→ **EXERCISE DETAILS**:
Restate all of the data precisely, omitting nothing.

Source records
------------------------------------------------

PR #486, opened 2022-01-10
No union source profile

swalker2m:
I'm not sure where this falls on the spectrum from dumb to good so I'd like some input.  The idea is to make the source profile query output match the JSON input required to create it.  Eventually this idea would be applied to the entire `Target` type.

So practically speaking this means removing all the GraphQL `union`s that would otherwise be present.  Instead all the possible values turn into fields with `Option` values.  A few tradeoffs occur to me:

### Advantages

* If what you get from a query matches the form and content of what you need to do to create an object, then it makes copy/paste/edit script or playground sessions easier?  
* You don't need to see the input type if you know the output type and vice-versa.
* Less verbose / cumbersome than the `... on Whatever` query syntax

### Disadvantages

* You can not tell that exactly one of the cases will always be present.  `SourceProfile` for example would need option `point`, `uniform` and `gaussian` fields and exactly one of them would be present, though there's no way to express that in the SDL.  
* The `__typename` field won't help with parsing query results.

### Example

Ignoring the brightnesses for conciseness, instead of

```
sourceProfile {
  ... on PointSource {
    spectralDefinition {
      ... on BandNormalizedIntegrated {
        sed {
          ... on Galaxy {
            spectrum
          }
        }
      }
    }
  }
}
```

you could write 

```
sourceProfile {
  point {
     bandNormalized {
       sed {
         galaxy
       }
     }
  }
}
```

and the output looks like the values you need for input 

```
"sourceProfile": {  
  "point": {
    "bandNormalized": {
      "sed": {
        "galaxy": "ELLIPTICAL"
      }
    }
  }
}
```

Of course for a random target it may not be `point`/`bandNormalized`/`galaxy` in which case you get `null` values at the point where it doesn't match.  For example, if this were a uniform source you'd see

```
"sourceProfile": {
  "point": null
}
```

This doesn't seem any worse than when `union`s are used.  If you want to be prepared for anything you have to expand all the cases either way.

So, is this dumb?

### DIFF
--- a/modules/core/src/main/scala/lucuma/odb/api/schema/SourceProfileSchema.scala
+++ b/modules/core/src/main/scala/lucuma/odb/api/schema/SourceProfileSchema.scala
@@ -11,15 +11,14 @@ import lucuma.core.math.{BrightnessValue, Wavelength}
 import lucuma.core.math.BrightnessUnits.{Brightness, FluxDensityContinuum, Integrated, LineFlux, Surface}
 import lucuma.core.math.dimensional.{Measure, Of, Units}
 import lucuma.core.model.SpectralDefinition.{BandNormalized, EmissionLines}
-import lucuma.core.model.UnnormalizedSED.{BlackBody, CoolStarModel, Galaxy, HIIRegion, Planet, PlanetaryNebula, PowerLaw, Quasar, StellarLibrary, UserDefined}
 import lucuma.core.model.{SourceProfile, SpectralDefinition, UnnormalizedSED}
 import lucuma.core.util.Enumerated
 import lucuma.odb.api.model.targetModel.SourceProfileModel.{BandBrightnessPair, CreateBandBrightnessInput, CreateBandNormalizedInput, CreateEmissionLineInput, CreateEmissionLinesInput, CreateGaussianInput, CreateMeasureInput, CreateSourceProfileInput, CreateSpectralDefinitionInput, FluxDensityInput, UnnormalizedSedInput, WavelengthEmissionLinePair}
+import monocle.Prism
 import sangria.schema.{Field, _}
 import sangria.macros.derive._
 import sangria.marshalling.circe._
 
-import scala.reflect.ClassTag
 
 object SourceProfileSchema {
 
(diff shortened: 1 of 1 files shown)


swalker2m:
I think you can get the output-matches-input feature without losing the benefits of `union`s, though it is still more verbose.

```
sourceProfile {
  ... on PointSource {
    point {
      ... on BandNormalizedIntegrated {
        sed {
          ... on Galaxy {
            galaxy
          }
        }
      }
    }
  }
}
```

swalker2m:
I think you can get the input-matches-output feature without losing the benefits of `union`s but it requires some reworking of the types in an awkward and even more verbose way?  Instead of a `PointSource` with a `spectralDistribution` field you'd rename the field to `point`.  Similarly the `Galaxy` type would need a `galaxy` field which has the enum value.

`BandNormalizedIntegrated` combines the SED with the magnitudes and would need to be a type that _has_ a `bandNormalized` field which in turn has the `sed` and `brightnesses`.

```
sourceProfile {
  ... on PointSource {
    point {
      ... on BandNormalizedIntegrated {
        bandNormalized {
          sed {
            ... on Galaxy {
              galaxy
            }
          }
        }
      }
    }
  }
}
```

rpiaggio:
At first glance, this looks like a great improvement. It makes queries more readable and manageable.

The resulting schema is looser, allowing representations of impossible states; but the actual onus of honoring the "oneOf" contract falls on the server.

Clients are not affected that much: as Tood mentioned we use "trial and error" to decode sum types. We would just have to add one line to the specific type decoders, eg: `c.downField("point")` and it should work. There's an extra advantage: we can use the repeated field names in the different sum type instances (eg: `galaxy.spectrum` and `planet.spectrum`), which we couldn't do with union types.

Maybe, for schema documentation purposes, we can add a `@oneOf` schema directive/annotation to these types?

swalker2m:
> Maybe, for schema documentation purposes, we can add a `@oneOf` schema directive/annotation to these types? (we probably want that in the input types too).

I think that's a good idea.  I played with it a bit in Sangria without much success. It may be something to consider when we switch to Grackle. 

Since I think the option value approach is somewhat better than the `union`s, at least for `SourceProfile`, I'll go ahead and merge this unless there are any objections?

rpiaggio:
Ok for me.

toddburnside (approved):
OK by me, too.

------------------------------------------------

→ **RESULT**:
PR #486, opened 2022-01-10
No union source profile

swalker2m:
I'm not sure where this falls on the spectrum from dumb to good so I'd like some input.  The idea is to make the source profile query output match the JSON input required to create it.  Eventually this idea would be applied to the entire `Target` type.

So practically speaking this means removing all the GraphQL `union`s that would otherwise be present.  Instead all the possible values turn into fields with `Option` values.  A few tradeoffs occur to me:

### Advantages

* If what you get from a query matches the form and content of what you need to do to create an object, then it makes copy/paste/edit script or playground sessions easier?  
* You don't need to see the input type if you know the output type and vice-versa.
* Less verbose / cumbersome than the `... on Whatever` query syntax

### Disadvantages

* You can not tell that exactly one of the cases will always be present.  `SourceProfile` for example would need option `point`, `uniform` and `gaussian` fields and exactly one of them would be present, though there's no way to express that in the SDL.  
* The `__typename` field won't help with parsing query results.

### Example

Ignoring the brightnesses for conciseness, instead of

```
sourceProfile {
  ... on PointSource {
    spectralDefinition {
      ... on BandNormalizedIntegrated {
        sed {
          ... on Galaxy {
            spectrum
          }
        }
      }
    }
  }
}
```

you could write 

```
sourceProfile {
  point {
     bandNormalized {
       sed {
         galaxy
       }
     }
  }
}
```

and the output looks like the values you need for input 

```
"sourceProfile": {  
  "point": {
    "bandNormalized": {
      "sed": {
        "galaxy": "ELLIPTICAL"
      }
    }
  }
}
```

Of course for a random target it may not be `point`/`bandNormalized`/`galaxy` in which case you get `null` values at the point where it doesn't match.  For example, if this were a uniform source you'd see

```
"sourceProfile": {
  "point": null
}
```

This doesn't seem any worse than when `union`s are used.  If you want to be prepared for anything you have to expand all the cases either way.

So, is this dumb?

### DIFF
--- a/modules/core/src/main/scala/lucuma/odb/api/schema/SourceProfileSchema.scala
+++ b/modules/core/src/main/scala/lucuma/odb/api/schema/SourceProfileSchema.scala
@@ -11,15 +11,14 @@ import lucuma.core.math.{BrightnessValue, Wavelength}
 import lucuma.core.math.BrightnessUnits.{Brightness, FluxDensityContinuum, Integrated, LineFlux, Surface}
 import lucuma.core.math.dimensional.{Measure, Of, Units}
 import lucuma.core.model.SpectralDefinition.{BandNormalized, EmissionLines}
-import lucuma.core.model.UnnormalizedSED.{BlackBody, CoolStarModel, Galaxy, HIIRegion, Planet, PlanetaryNebula, PowerLaw, Quasar, StellarLibrary, UserDefined}
 import lucuma.core.model.{SourceProfile, SpectralDefinition, UnnormalizedSED}
 import lucuma.core.util.Enumerated
 import lucuma.odb.api.model.targetModel.SourceProfileModel.{BandBrightnessPair, CreateBandBrightnessInput, CreateBandNormalizedInput, CreateEmissionLineInput, CreateEmissionLinesInput, CreateGaussianInput, CreateMeasureInput, CreateSourceProfileInput, CreateSpectralDefinitionInput, FluxDensityInput, UnnormalizedSedInput, WavelengthEmissionLinePair}
+import monocle.Prism
 import sangria.schema.{Field, _}
 import sangria.macros.derive._
 import sangria.marshalling.circe._
 
-import scala.reflect.ClassTag
 
 object SourceProfileSchema {
 
(diff shortened: 1 of 1 files shown)


swalker2m:
I think you can get the output-matches-input feature without losing the benefits of `union`s, though it is still more verbose.

```
sourceProfile {
  ... on PointSource {
    point {
      ... on BandNormalizedIntegrated {
        sed {
          ... on Galaxy {
            galaxy
          }
        }
      }
    }
  }
}
```

swalker2m:
I think you can get the input-matches-output feature without losing the benefits of `union`s but it requires some reworking of the types in an awkward and even more verbose way?  Instead of a `PointSource` with a `spectralDistribution` field you'd rename the field to `point`.  Similarly the `Galaxy` type would need a `galaxy` field which has the enum value.

`BandNormalizedIntegrated` combines the SED with the magnitudes and would need to be a type that _has_ a `bandNormalized` field which in turn has the `sed` and `brightnesses`.

```
sourceProfile {
  ... on PointSource {
    point {
      ... on BandNormalizedIntegrated {
        bandNormalized {
          sed {
            ... on Galaxy {
              galaxy
            }
          }
        }
      }
    }
  }
}
```

rpiaggio:
At first glance, this looks like a great improvement. It makes queries more readable and manageable.

The resulting schema is looser, allowing representations of impossible states; but the actual onus of honoring the "oneOf" contract falls on the server.

Clients are not affected that much: as Tood mentioned we use "trial and error" to decode sum types. We would just have to add one line to the specific type decoders, eg: `c.downField("point")` and it should work. There's an extra advantage: we can use the repeated field names in the different sum type instances (eg: `galaxy.spectrum` and `planet.spectrum`), which we couldn't do with union types.

Maybe, for schema documentation purposes, we can add a `@oneOf` schema directive/annotation to these types?

swalker2m:
> Maybe, for schema documentation purposes, we can add a `@oneOf` schema directive/annotation to these types? (we probably want that in the input types too).

I think that's a good idea.  I played with it a bit in Sangria without much success. It may be something to consider when we switch to Grackle. 

Since I think the option value approach is somewhat better than the `union`s, at least for `SourceProfile`, I'll go ahead and merge this unless there are any objections?

rpiaggio:
Ok for me.

toddburnside (approved):
OK by me, too.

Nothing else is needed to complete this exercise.